For the past week, Americans have been glued to network news and social media to watch the ongoing fall-out over a police shooting in the Queen City. Charlotte is a southern hotspot that has become an economic hub in North Carolina. As a financial center with lots of amenities for families, the city has grown dramatically over the past two decades. It made news this past week, however, in a way no one in the city ever wanted.

Last Tuesday, the tranquility of Charlotte was shattered when Officer Brentley Vinson shot and killed Keith Lamont Scott following a traffic stop downtown. The Charlotte-Mecklenberg Police Department is claiming that Mr. Scott had a gun and posed an imminent threat to the officers, while Mr. Scott’s family says that he was reading a book when police drew their weapons. Obviously, these two stories are irreconcilable, and one side is wrong. Criminal and department investigations are ongoing to determine blame, but that hasn’t quelled the violence raging in the streets in the Uptown district.

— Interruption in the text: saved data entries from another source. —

PR #420, opened 2018-10-28
Enable an option to have empty tags

sp2hari:


__tests__/reactTags.test.js
```diff
@@ -589,3 +590,38 @@ test('should allow duplicate tags when allowUnique is false', () => {
...
+        },
+        allowEmpty: allowEmpty,
+      })
+    );
+
+    expect($el.instance().props.tags).to.have.deep.members(defaults.tags);
+    const $input = $el.find('.ReactTags__tagInputField');
+    $input.simulate('change', { target: { value: '' } });
+    $input.simulate('keyDown', { keyCode: ENTER_ARROW_KEY_CODE });
+    if (allowEmpty) {
```
ad1992: noooo lets not have if else conditions for assertions inside specs. This approach is fine when the assertions are exactly same. Please create two different specs

src/components/ReactTags.js
```diff
@@ -234,7 +236,7 @@ class ReactTags extends Component {
           ? suggestions[selectedIndex]
           : { id: query, [this.props.labelField]: query };
 
-      if (selectedQuery !== '') {
+      if (selectedQuery !== '' || this.props.allowEmpty === true) {
```
ad1992: why ` this.props.allowEmpty === true`, its anyways returning when `allowEmpty` is false

src/components/ReactTags.js
```diff
@@ -292,8 +294,8 @@ class ReactTags extends Component {
   }
 
   addTag = (tag) => {
-    const { tags, labelField, allowUnique } = this.props;
-    if (!tag.id || !tag[labelField]) {
+    const { tags, labelField, allowUnique, allowEmpty } = this.props;
+    if ( (!tag.id || !tag[labelField]) && allowEmpty === false) {
```
ad1992: instead of doing `&&` here can we do early return when `!allowEmpty` ?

Before the matter can be decided in a court of law, many have elected to decide the issue in the court of public opinion. Protestors quickly plunged the city into anarchy following the police shooting, and have nearly paralyzed parts of the city since last week. The worst part is that, at least it appears, most of the protestors are not even from the Charlotte area. According to Todd Walther, spokesman for the Charlotte-Mecklenburg Fraternal Order of Police, “If you go back and look at some of the arrests that were made…I can about say probably 70% of those had out-of-state IDs.  They’re not coming from Charlotte.”

The anarchy in Charlotte may be playing out in a North Carolina city, but it says something about us all. America is no longer plagued by legally forced segregation, but by self-segregation that is dividing us along racial, social, and cultural lines in a way never before known in our country. Lack of social cohesion and the rise of identity politics has pitted American against American. The result has been collapsing communities and the growth of government influence, including the expansion of our police forces.

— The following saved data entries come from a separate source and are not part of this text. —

PR #456, opened 2018-12-26
Update class

harshithmullapudi:
Now when the className props get updated it gets applied for the components also

### DIFF
--- a/src/components/ReactTags.js
+++ b/src/components/ReactTags.js
@@ -29,7 +29,7 @@ class ReactTags extends Component {
       PropTypes.shape({
         id: PropTypes.string.isRequired,
       })
-    ),
+      ),
     delimiters: PropTypes.arrayOf(PropTypes.number),
     autofocus: PropTypes.bool,
     inline: PropTypes.bool,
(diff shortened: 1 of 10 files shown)


ad1992:
@harshithmullapudi this pr seems to have changes which are already made in https://github.com/prakhar1989/react-tags/pull/453
So either raise the pr against `harshithmullapudi:master` or cherry-pick the commits needed and  push to the previous pr.

ad1992:
@harshithmullapudi can you add specs for this

src/components/ReactTags.js
```diff
@@ -105,6 +105,15 @@ class ReactTags extends Component {
     this.handleSuggestionClick = this.handleSuggestionClick.bind(this);
   }
 
+  static getDerivedStateFromProps(props)
+  {
+    const { classNames } = props;
+
+    return {
+      classNames : {...DEFAULT_CLASSNAMES,...classNames},
```
ad1992: move `...DEFAULT_CLASSNAMES`  to constructor.
use [memoize-one](https://www.google.com/search?q=memoize_one&oq=memo&aqs=chrome.0.69i59j69i57j69i60j0l3.1328j1j7&sourceid=chrome&ie=UTF-8) here so that state changes only when className prop changes.

src/components/ReactTags.js
```diff
@@ -21,6 +21,14 @@ import {
 
 import '../styles/react-tags.scss';
 
+const updateClass  = (classNames) =>
```
ad1992: can you add a TODO in line 104 to remove classNames from state and change updateClass to instance function.

ad1992:
@harshithmullapudi thanks for your contribution

PR #474, opened 2019-01-27
Add event at handleAddition

melenaos:


ad1992:
@melenaos can you run `npm run format` to fix the formatting issues

melenaos:
I have run it but there where no changes. Is it something specific that has formatting problem?

src/components/ReactTags.js
```diff
@@ -293,11 +293,11 @@ class ReactTags extends Component {
 
     // Only add unique tags
     uniq(tags).forEach((tag) =>
-      this.addTag({ id: tag, [this.props.labelField]: tag })
+      this.addTag({ id: tag, [this.props.labelField]: tag }, e)
     );
   }
 
-  addTag = (tag) => {
+    addTag = (tag, e) => {
```
ad1992: remove leading space

src/components/ReactTags.js
```diff
@@ -323,7 +323,7 @@ class ReactTags extends Component {
     }
 
     // call method to add
-    this.props.handleAddition(tag);
+    this.props.handleAddition(tag, e);
```
ad1992: can you also add a spec for this change ?

ad1992:
@melenaos any update?

src/components/ReactTags.js
melenaos: What spec to add? More comment than what it already has?

melenaos:
> 
> 
> @melenaos any update?

I will commit it today.
I have made the space change and I am waiting for your reply on the spec change

melenaos:
I commit one change, is it automatically added to the merge request?

src/components/ReactTags.js
ad1992: @melenaos spec to check if the prop `handleAddition` was called with `tag` and `event`. To give you an idea how it will look, you can check here.
You can stub the method `handleAddition` and simulate `keydown` event which will trigger the `handleAddition` prop to be called.
you can check https://github.com/prakhar1989/react-tags/blob/17d912747a600295242209ae5c375f85dc790a52/__tests__/reactTags.test.js#L529
it will be similar to this spec but instead if passing the handleAddition function, just stub it and check if it was called with the expected params.

ad1992: @melenaos any update ?

Issue #486, opened 2019-02-06
`autocomplete` and `addTag` logic broken by default


ZebGirouard:
At the moment, `ReactTags.js`, on line 466 has this conditional:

Young African American men, for example, generally have a bias against police and law enforcement, while police and law enforcement generally have a bias against young African American men in inner-city / urban environments. These biases have less to do with America’s legal and economic structures than with the loss of our shared values and community cohesion.

For the past several decades, as the nucleic family has been dismantled and social media replaced the Rotary Club, Americans have become increasingly anti-social. The result has been a rise in regulation and a greater dependency upon police to mediate differences neighbors used to work-out on their own.

If we are going to roll-back these biases that lead to anarchy, we are going to have to get to know one another again. It is imperative that faith and community leaders start encouraging people to get to know one another, for police to foster greater community cooperation in inner-city / urban environments, and that we all build bridges of trust through private partnerships and community involvement. Neither more violent protests nor government programs will lead to peace in our communities, but personal relationships and the private virtue of our fellow Americans. The government cannot rebuild the culture of our country, only Americans voluntarily committed to their communities can do it.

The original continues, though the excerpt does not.